> PROBLEM REQUIREMENTS
Pick every line from the data below that contains the string "performance" and copy it.

> DATA RECORDS
# # #
PR #3758, opened 2021-03-06
Fix reference to `poetry-core` package

jodal:
The distribution is named `poetry-core`, not `poetry_core`.


abn (approved):
This should not cause an issue since `poetry_core` is the canonical form of `poetry-core`. However, having this consistent is good.

MinchinWeb:
When can this documentation update be pushed live?

PR #3811, opened 2021-03-20
POETRY_EXPERIMENTAL_NEW_INSTALLER is interpreted as a boolean

AWhetter:
# Pull Request Check List

The `POETRY_EXPERIMENTAL_NEW_INSTALLER` environment variable is not currently interpreted as a boolean value. This means that you have to set the value to an empty string to disable it.
This change adds the option to the list of options that are interpreted as booleans so that you can also disable it by setting it as anything other than "1" or "true".

### DIFF
--- a/tests/config/test_config.py
+++ b/tests/config/test_config.py
@@ -1,6 +1,21 @@
 import os
+import re
 
 import pytest
+
+from poetry.config.config import Config
+
+
+def get_boolean_options(config=None):
+    if config is None:
+        config = Config.default_config
+
+    for k, v in config.items():
+        if isinstance(v, bool) or v is None:
+            yield k
+        if isinstance(v, dict):
+            for suboption in get_boolean_options(v):
+                yield "{}.{}".format(k, suboption)
 
 
 @pytest.mark.parametrize(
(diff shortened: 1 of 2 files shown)


poetry/config/config.py
```diff
@@ -140,6 +140,7 @@ def _get_normalizer(self, name: str) -> Callable:
             "virtualenvs.create",
             "virtualenvs.in-project",
             "virtualenvs.options.always-copy",
+            "experimental.new-installer",
             "installer.parallel",
         }:
```
AWhetter, line 145: I decided to make sure that this list is kept correct in the future by having the tests generate a complete list of options that should be interpreted as booleans and validating each one. However it would be just as valid to generate the list here (or do it at the class level so that it happens once) and then hardcoding a few values to check in the tests.
Doing it this way would mean that we could hand pick test cases that we know cover a lot of conditions and check that the environment variable names are correct . For example

```python
@pytest.mark.parametrize(
    ("name", "env_var", "env_value", "value"),
    [
        ("installer.parallel", "POETRY_INSTALLER_PARALLEL", "true", True),
        ("installer.parallel", "POETRY_INSTALLER_PARALLEL", "false", False),
        ("virtualenvs.in-project", "POETRY_VIRTUALENVS_IN_PROJECT", "true", True),  # Using this poetry option makes sure that we replace both dots and dashes
        ("virtualenvs.in-project", "POETRY_VIRTUALENVS_IN_PROJECT", "false", False),
    ],
)
def test_config_get_from_environment_variable(...):
    ...
``` 

Let me know if you would prefer me to switch to using this approach instead.

tests/config/test_config.py
```diff
@@ -17,13 +32,12 @@ def test_config_get_processes_depended_on_values(config, config_cache_dir):
...
-        ("virtualenvs.create", "true", True),
-        ("virtualenvs.create", "false", False),
+        (name, env_value, value)
+        for name in get_boolean_options()
+        for env_value, value in [("true", True), ("false", False)]
     ],
 )
 def test_config_get_from_environment_variable(config, environ, name, env_value, value):
-    env_var = "POETRY_{}".format("_".join(k.upper() for k in name.split(".")))
+    env_var = "POETRY_{}".format(re.sub("[.-]+", "_", name).upper())
```
abn, line 41: I would move this into the generation of the tupes as this would mean we can see what we are testing in the test case name.

abn (dismissed):
Minor recommendation for tests.

AWhetter:
Thanks for the fast review! I've made the suggested changes.

neersighted (changes requested):
Both the fix and the test changes look good. I think that ultimately your approach of using a generator is the better, even if it adds a bit to the mental overhead when maintaining the test.

Could you please break up your changes into two comments with good commit messages? LGTM once that's done.

neersighted (approved):
Opted to merge as-is.

Issue #2543, opened 2020-06-11
PEP 440 version matching of local version identifier clause (e.g. 1.2.3+local) not implemented correctly in solver


Korijn:
- [x] I am on the [latest](https://github.com/python-poetry/poetry/releases/latest) Poetry version.
- [x] I have searched the [issues](https://github.com/python-poetry/poetry/issues) of this repo and believe that this is not a duplicate.
- [x] If an exception occurs when executing a command, I executed it again in debug mode (`-vvv` option).

- **OS version and name**: Windows 10, but also in a Linux docker container running Ubuntu 18.04
- **Poetry version**: 1.0.9
- **Link of a [Gist](https://gist.github.com/) with the contents of your pyproject.toml file**: https://gist.github.com/Korijn/b88b1605221574f51ee72b75efc03dbe

## Issue

In [PEP 440](https://www.python.org/dev/peps/pep-0440/#version-matching), it says the following in the section "Version Matching":

> If the specified version identifier is a public version identifier (no local version label), then the local version label of any candidate versions MUST be ignored when matching versions.

I believe this clause is being interpreted incorrectly by Poetry. When running `poetry lock` on a `pyproject.toml` file (see the gist linked above) with the folowing lines, poetry incorrectly reports a conflict:

```
torch = "1.4.0+cpu"
torchvision = "0.5.0+cpu"
```

```
   1: conflict: torchvision (0.5.0+cpu) depends on torch (1.4.0)
   1: ! not torch (1.4.0) is satisfied by torch (1.4.0+cpu)
   1: ! which is caused by "bla depends on torch (1.4.0+cpu)"
   1: ! thus: torchvision is forbidden
   1: ! torchvision (0.5.0+cpu) is satisfied by torchvision (0.5.0+cpu)
   1: ! which is caused by "bla depends on torchvision (0.5.0+cpu)"
   1: ! thus: version solving failed
```

As said in the first line of the debug output, the package torchvision (0.5.0+cpu) depends on torch (1.4.0). However, I've specified that I need torch (1.4.0+cpu). The PEP says that the local identifier MUST be ignored when performing the version match for the constraint coming from the torchvision (0.5.0+cpu) package. So I would say that this conflict is actually an acceptable solution, given the constraints.

Note that Pip has no problem installing this combination of packages.

This is an issue with Poetry's solver.

stadlerb:
Same problem here - is there any way to disable URL filename version checking?

Jefffish09:
[...]

Issue #1151, opened 2019-06-05
Poetry incorrectly normalizes dev builds as alpha builds


epage:
- [x] I am on the [latest](https://github.com/sdispater/poetry/releases/latest) Poetry version.
- [x] I have searched the [issues](https://github.com/sdispater/poetry/issues) of this repo and believe that this is not a duplicate.
- [ ] If an exception occurs when executing a command, I executed it again in debug mode (`-vvv` option).

- **OS version and name**: Windows 10
- **Poetry version**: 0.12.16
- **Link of a [Gist](https://gist.github.com/) with the contents of your pyproject.toml file**: 

## Issue

While investigating #1150, I noticed that when [normalizing pre-release](https://github.com/sdispater/poetry/blob/master/poetry/semver/version.py#L295), `dev` is translated to `alpha` when [PEP 440](https://www.python.org/dev/peps/pep-0440/) qualifies these as distinct stages.  Doing this will cause problems when installing packages that use both stages of development (which we do internally).

epage:
As a user, this is a bit frustrating for issues to be automatically closed when the problem is unresponsiveness from the maintainers.  I would have gone in and fixed this except I already saw that my other PRs were sitting around, not making any progress.

saisasidhar:
@epage could you please add an appropriate label to this issue so the maintainers could have a look at it ?

epage:
I can't apply labels.

Secrus:
This appears to be fixed now.

Issue #892, opened 2019-02-13
Wrong version installed when using PEP 440 version epochs


jacebrowning:
- [x] I am on the [latest](https://github.com/sdispater/poetry/releases/latest) Poetry version.
- [x] I have searched the [issues](https://github.com/sdispater/poetry/issues) of this repo and believe that this is not a duplicate.
- [x] If an exception occurs when executing a command, I executed it again in debug mode (`-vvv` option).

- **OS version and name**: macOS 10.14.3
- **Poetry version**: 0.12.11
- **Link of a [Gist](https://gist.github.com/) with the contents of your pyproject.toml file**: N/A

## Issue

`1!2019.2.12` is requested but `1!2015.2.1` is installed:
```
$ poetry new demo
$ cd demo
$ poetry add "foursquare==1\!2019.2.12"
Creating virtualenv demo-py3.7 in /private/tmp/demo/.venv

Updating dependencies
Resolving dependencies... (0.2s)
Package operations: 13 installs, 0 updates, 0 removals

Writing lock file

  - Installing certifi (2018.11.29)
  ...
  - Installing foursquare (1!2015.2.1)
  ...
```

I see code that seems to support this, but no tests: https://github.com/sdispater/poetry/search?q=epoch&unscoped_q=epoch

jacebrowning:
I believe this issue is still valid and should be treated as a bug.

JBKahn:
The semver Version doesn't support it, but the version Version parser does. It seems a bit strange to have two different parsers, I think if the semver Parser only parsed the constraint out but not the versions that could work? @sdispater how do you think this should be structured?

PR #3831, opened 2021-03-25
poetry-core update with lark pep440 implementation

abn:
This change consumes the upstream changes to semver `Version` class implementation.

Relates-to: python-poetry/poetry-core#140
Relates-to: python-poetry/poetry#2543
Relates-to: python-poetry/poetry#1151
Relates-to: python-poetry/poetry#892

### DIFF
--- a/poetry.lock
+++ b/poetry.lock
@@ -134,7 +134,7 @@ python-versions = ">=3.6,<4.0"
 
 [[package]]
 name = "cryptography"
-version = "3.4.6"
+version = "3.4.7"
 description = "cryptography is a package which provides cryptographic recipes and primitives to Python developers."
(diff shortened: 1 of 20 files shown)


stephsamson (approved):

pinarkavak:
Why is this PR not put in the release 1.1.6?

abn:
@pinarkavak this is available in `1.2.0a1` and was not back ported to the `1.1.z` stream as these only support bug fixes.

Also, do note that the lark usage was reverted in (https://github.com/python-poetry/poetry-core/pull/152) due to performance concerns. However, the improvements to pep440 are still retained.

pinarkavak:
Thank you.

PR #3835, opened 2021-03-25
pip installer: fix installed script executable

abn:
When pip installs into an alternate prefix, it uses the current executable
when writing package scripts during install (eg: black, pytest etc.).

With this change, we:
1. Use the active environment to trigger pip embedded virtual environment.
2. Enforcing the use of `--pep-517` when installing non-wheel packages.
3. Handle zip-unsafe bug in pip's vendored pep517 under python3.6.


apollo13 (approved):
Tested locally and will ship it as part of our CI poetry to provide more testing.

stephsamson (approved):

PR #3838, opened 2021-03-26
Minor clean up of code for consistency and performance

abn:
1. Make `ephemeral_environment` arguments aligned with `build_env`.
2. Disable pip version check when when using `pip_install`.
# # #
> SOLVED EXERCISE
Also, do note that the lark usage was reverted in (https://github.com/python-poetry/poetry-core/pull/152) due to performance concerns. However, the improvements to pep440 are still retained.
Minor clean up of code for consistency and performance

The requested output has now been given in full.